We've all heard of studies that concluded that vitamin D provided no benefits to patients during the study. Well, maybe this is the reason. It seems that researchers sometimes leave their brains at the entrance to the lab when they are designing research studies. They tend to do things in the easiest way that will yield them the results they want. But that doesn't necessarily lead to accurate and reliable results. The body was designed to produce vitamin D in the skin, whenever sun exposure is available, and this process works very well. It amounts to relatively small to moderate doses of vitamin D on a regular basis. So why would most research projects claiming to study vitamin D choose to use weekly or monthly doses? Probably because it's easier, even though it totally disregards normal dosing patterns.
A recent study seems to reveal why those "bolus dosing" studies are invalid.
The reason may be that the current vitamin D canon (accepted belief) is incorrect. Current canon is the autocrine theory, which states that all of the relevant parent compound (vitamin D) is transported to the liver where it is metabolized to 25(OH)D, and this 25(OH)D is then transported by vitamin D binding protein (VDBP) to the 33 tissues that utilize vitamin D. The cells in these tissues then absorb 25(OH)D through the cell walls where it is again metabolized to form the steroid hormone calcitriol, which regulates genes.

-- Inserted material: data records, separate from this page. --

PR #63400, opened 2023-02-02
Fix: activating a pill container consumes the whole pill stack

### LINKED ISSUE #62997: Using meds via activating their container consumes the whole stack
### Describe the bug

I am quite new and don't know the proper names for the different menus/actions, so I will also refer to them with their default keybindings.

When activating a container (i -> select the container -> RETURN -> a) which holds certain meds, namely pills, one of the listed actions is to consume said med. _Doing so will consume the entire stack of the med instead of one portion,_ contrary to what is shown in the activation menu (where it says -1).

This effects meds which do not have a specific target, such as pills and saline solution. Meds which are then applied to limbs, such as bandages and antiseptic, are not prone to this.

Selecting and activating the med from the inventory directly, or using the consumption menu (E) still works fine.

I happen to be playing on the Dec 27 experimental build, but I didn't see anything like this addressed in the changelogs since then. Please correct me if I'm wrong.

### Steps to reproduce

1. Pick up any container holding multiple aspirin
2. Open the inventory ( i )
3. Highlight the container
4. Select it (RETURN)
5. Activate (a)
6. Take the consume action 
The container will no longer have any aspirin, no matter how many it contained originally

### Expected behavior

I expect only one aspirin to be consumed, as the action is described with a -1 ( ex. Consume aspirin(8)(-1) )

### Screenshots

_No response_

OS: Windows 10 x64
Game Version: Experimental 2022-12-27-0658
Graphics Version: Tiles
Language: English
Mods: dda, no_npc_food, personal_portal_storms, no_fungal_growth, package_bionic_professions

### Additional context

I know the consume menu is better, still trying to break noob habits

emomicrowave:
#### Summary
Bugfixes "Fix a bug where activating a medical container and using pills would remove all the pills from the container"

#### Purpose of change

Fixes #62997

#### Describe the solution

Not sure it's an elegant solution, but it's an easy one and it will impact the least amount of other items and actions. 

Basically activating the pill directly, and activating the container are wildly different flows in the code. So, an easy fix was to add an additional check in the `item::ammo_consume( )` function, so that if it encounters a medical item with charges, it should substract the used charges. This works, because consuming an e.g. "aspirin" directly, doesn't even land you in the `ammo_consume` function, so this probably only for containers with usable meds.

As already mentioned, I wanted to find a common function, that is accessed by both (a)ctivating a container full of pills, and (a)ctivating the pill itself, and do some redirection there. But I went as far back as `do_regular_action()` in `handle_action.cpp`, but even this isn't a function that is triggered when activating a container.

Another idea was, similarly to drinks, to make the container unusable, but I wouldn't know where to start with this, and it would also break items like the First Aid Kit, which contain many different meds that are hidden in the inventory.

#### Testing

I spawned some medical items such as aspirins, and oxycodone, both inside and outside of containers. The oxycodone test made sure that activating the container still applies the effect of the drug. I also got a first aid kit from the Evacuation Center, and used up all the contents one-by-one. Finally, I (a)ctivated the jeans where all the pill containers were stored, and this also worked.

### DIFF
--- a/src/item.cpp
+++ b/src/item.cpp
@@ -10959,6 +10959,13 @@ int item::ammo_consume( int qty, const tripoint &pos, Character *carrier )
         qty -= contents.ammo_consume( qty, pos );
     }
 
+    // Dirty fix: activating a container of meds leads here, and used to use up all of the charges.
+    if( is_medication() && charges > 1 ) {
+        int charg_used = std::min( charges, qty );
+        charges -= charg_used;
+        qty -= charg_used;
+    }
+
     // Some weird internal non-item charges (used by grenades)
     if( is_tool() && type->tool->ammo_id.empty() ) {
         int charg_used = std::min( charges, qty );


emomicrowave:
The functionality that I touched should affect the failing test in `health_test.cpp` at all. It seems to also fail in other PRs.

mqrause:
I didn't investigate this bug, but if liquids aren't affected, #60885 most likely already fixes it by making pills not be charges anymore. Might be worth trying out, unless people want this to still go into 0.G stable.

emomicrowave:
Just did a quick test, and it seems liquids are affected as well. Tried with the `cough syrup` for example, and this PR also fixes that.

However, this may be not be accurate, as 25(OH)D is strongly bound to vitamin D binding protein (VDBP), and not much of it is free to passively diffuse across cell walls. The 25(OH)D/VDBP complex can be transported across cell membranes by specialized transporter proteins, but to date, these transporter proteins have not been found in very many tissues.
Hollis and Wagner theory states that it’s the parent compound (vitamin D) that diffuses across cell walls. Very little vitamin D is bound to VDBP, so it is free to cross the cell membranes in large amounts by passive diffusion where it is metabolized into calcitriol. This would explain why the parent compound, vitamin D, disappears from the blood so quickly (12-24 hours); it is absorbed into cells.

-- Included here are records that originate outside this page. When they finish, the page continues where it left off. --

PR #28958, opened 2019-03-24
Add a methlab basement, new palette for residential basements

anothersimulacrum:
#### Summary
```SUMMARY: Content "Adds basement with a hidden methlab"```

#### Purpose of change
The game was previously lacking a methlab basement. This aims to fix it.

#### Describe the solution
Add a few new itemgroups, a new palette, and a new basement. Two varieties, one with methlab, and one without.

#### Additional context
I might clean up the `methlab` item group and some itemgroup stuff in a few later PR, and I plan on adding some more residential basements.
Pictures:
LivepeopleLab
RetrodaysLab
ASCIILab
LivepeopleNoLab
RetrodaysNoLab
LivepeopleNoLab2
RetrodaysNoLab2

PR #63403, opened 2023-02-02
Add a drug lab

MNG-cataclysm:
#### Summary
Content "Add a drug lab"

#### Purpose of change
Add a drug lab, as we do not have a stationary drug lab that can spawn outside of cities.

#### Describe the solution
Add a drug lab, based off of the moonshine stills' layout, Zombies can spawn there, and it contains meth, chemicals, and lab equipment.

Making multiple drug labs dedicated to one kind of drug, such as one for weed, meth, opioids, etc.

#### Testing
Spawned the drug lab, went to it, killed the inhabitants, and died to a meth overdose.

#### Additional context
Jessee, if you're reading this, we need to cook.

Screenshots:
image
drug lab 1


data/json/mapgen/drug_lab.json
```diff
@@ -0,0 +1,50 @@
+[
+  {
+    "method": "json",
+    "om_terrain": "drug_lab",
+    "type": "mapgen",
+    "weight": 100,
```
Night-Pryanik, line 6: Since at the moment there's only one variant of this location, this field effectively ain't doing anything useful right now. Not technically an error, just a nitpick.

Night-Pryanik:
Some screenshots?

JonathanLochridge:
Interesting. It seems it tends to spawn with random chemicals?

From what I can tell the "methlab" itemgroup also throws in some topical items.
I couldn't manage to find where that item group is actually defined though.

I noticed you mentioned making drug-specifc drug labs as an alternative. I overall agree that seperate maps for drug types probably isn't necessary.
Although, I do think having some variance built into a single map is a good idea though.
The simplest way I can think of would be to have the same map. But, have multiple loot tables flavored to a particular drug type. Then have it pick which one to use at certain rates.

Although, even adding just one in is interesting.

Maybe adding a "drug stash" item group to the loot tables might be a good idea?

FarkasKBence (commented):
Game loads without errors, not seeing any mapgen errors either.

Just about the only "large scale" suggestion I have is that this misses a roof.
I'd also recommend replacing `place_monsters` with `place_monster` in case the dice roll the wrong way. Also, having hazmat zombies spawning here instead of ordinary ones would stop children or dogs from spawning here.

data/json/overmap/overmap_special/specials.json
```diff
@@ -4437,6 +4437,16 @@
...
   },
+  {
+    "type": "overmap_special",
+    "id": "drug_lab",
+    "overmaps": [ { "point": [ 0, 0, 0 ], "overmap": "drug_lab_north" } ],
+    "locations": [ "forest" ],
+    "city_distance": [ 20, 60 ],
+    "city_sizes": [ 8, -1 ],
+    "occurrences": [ 0, 2 ],
+    "flags": [ "CLASSIC", "WILDERNESS", "MAN_MADE" ]
```
anothersimulacrum, line 4448: Numbers pulled a bit out of my ass, but this should be rare.
```suggestion
    "occurrences": [ 1, 5 ],
    "flags": [ "UNQIUE", "CLASSIC", "WILDERNESS", "MAN_MADE" ]
```

anothersimulacrum:
> Add a drug lab, as we didn't/do not have a stationary drug lab.

We do, but it's just _very_ rare https://github.com/CleverRaven/Cataclysm-DDA/pull/28958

Why is daily dosing of vitamin D important?If Hollis and Wagner are correct, it explains why so many bolus dosing studies using weekly, monthly or longer doses are negative. When using those doses, even large amounts of vitamin D would be cleared from the systemic circulation in several days and thus not be available to diffuse into cells and work vitamin D’s magic.
Proof once again that many medical researchers either don't know what they're doing, or they are out to intentionally distort the results of their studies.